Wednesday, August 3, 2022

We're driving over around Mars, and we're looking at all these sort of inorganic rock minerals,searching for any organic molecules that may be trapped inside them. Whereas on Titan, organics are everywhere -Melissa Trainer 


This LPI is more science and less engineering than the last one I put up. Which because the Cassini mission was so crazy good, and a little time has past, means this LPI is packed with good slides. 

Complex chemistry. If I tried to rank the complexity of atmospheres, Titan, Earth, and Venus, I couldn't because Venus hasn't been studied enough, but Titan has, and is more complex than Earth. This is a big part of why Titan is irresistible. It's un-Earth-like traits and Earthlike traits combine to make it attractive and scientifically usable. 

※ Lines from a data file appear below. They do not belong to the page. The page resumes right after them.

PR #271, opened 2019-08-12
Handle semicolons

### LINKED ISSUE #152: Case oneliner with semicolons is broken

utdemir:
Close #152, #189, #258.

This PR adds a `p_layout` combinator which uses semicolon-separated layout on single line constructs, and indentation based layout on multi line constructs. I implemented some common constructs like `do` and `let` using the new combinator, and they can now properly handle semicolons; however there is still some more work remaining to use it on all. In the end, we should be able to remove the `newline` combinator (should be either replaced by `breakpoint`, or by `p_layout`).

Also, currently this PR uses an inherently incorrect approach when deciding when to omit braces. So, we sometimes use braces unnecessarily (`do { foo }`), and there are probably some edge cases we will format incorrectly (I couldn't figure out an example).

Current test-cases are passing alongside with the issues #152 and #189, and we can now format `aeson` and almost `lens` (there is another issue regarding exporting pattern synonyms).

### DIFF
--- a/data/examples/declaration/class/associated-data-out.hs
+++ b/data/examples/declaration/class/associated-data-out.hs
@@ -1,8 +1,6 @@
 {-# LANGUAGE TypeFamilies #-}
 
-class Foo a where
-
-  data FooBar a
+class Foo a where data FooBar a
 
 -- | Something.
 class Bar a where
--- a/data/examples/declaration/class/functional-dependencies-out.hs
+++ b/data/examples/declaration/class/functional-dependencies-out.hs
@@ -3,9 +3,7 @@
 -- | Something.
 class Foo a b | a -> b
 
-class Bar a b | a -> b, b -> a where
-
-  bar :: a
+class Bar a b | a -> b, b -> a where bar :: a
 
 -- | Something else.
 class
--- a/data/examples/declaration/value/function/lambda-multi-line-out.hs
+++ b/data/examples/declaration/value/function/lambda-multi-line-out.hs
@@ -20,3 +20,8 @@ tricky2 =
   flip all (zip ws gs)
     $ \(wt, gt) ->
       canUnify poly_given_ok wt gt || go False wt gt
+
+foo =
+  prop "is inverse to closure" $ \(f :: StaticPtr (Int -> Int))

  • Slides kick off early at 9:00. Pretty must every slide is lovely and informative.
  • At 18:00 there is a simple slide, but it makes me think. Titan is the only world that rains to a surface aside Earth. It has winds comparable to Earth. Yet some worlds like Triton and Europa are cratered about as much.  
  • Slide at 25:40 she repeats the bit about wanting to see what happens when an impact packs hot organics into Titans surface. I'm hearing that bit repeated a lot from the Dragonfly science team so we can take a flagrant-hint about where Dragonfly will be looking to go. At 33:20, the name of the crater is 'Selk'. 
  • At 35:10 and after, Dragonfly's planned route is made explicit. 
In general, the extraterrestrial search for life does not inspire me much. I find it overplayed, but then when it comes to Europa and Titan, I can't help myself. Europa is almost more likely than Earth if you didn't know better. And Titan, far less likely, but there is so much possibility. 

One thing that sits in the back of my mind regarding Titan is the idea of a benthic environment. No doubt silt of Titan is different and follows different rules than Earth. With life, water sorts polar molecules and separates polar from non-polar, so you already have a basic organizing to start with. On Titan the seas are non-polar, not at all like water. But the dirt is polar. So the benthic layer, where nonpolar liquid emulsifies polar particles, is a place where some sort of basic sorting can occur.

I've never heard a proper planetary scientist talk about benthic Titan. Not the seas nor the soggy flood-plains. I hope to one day, but if it's going to happen in my lifetime, it will probably be the Dragonfly mission.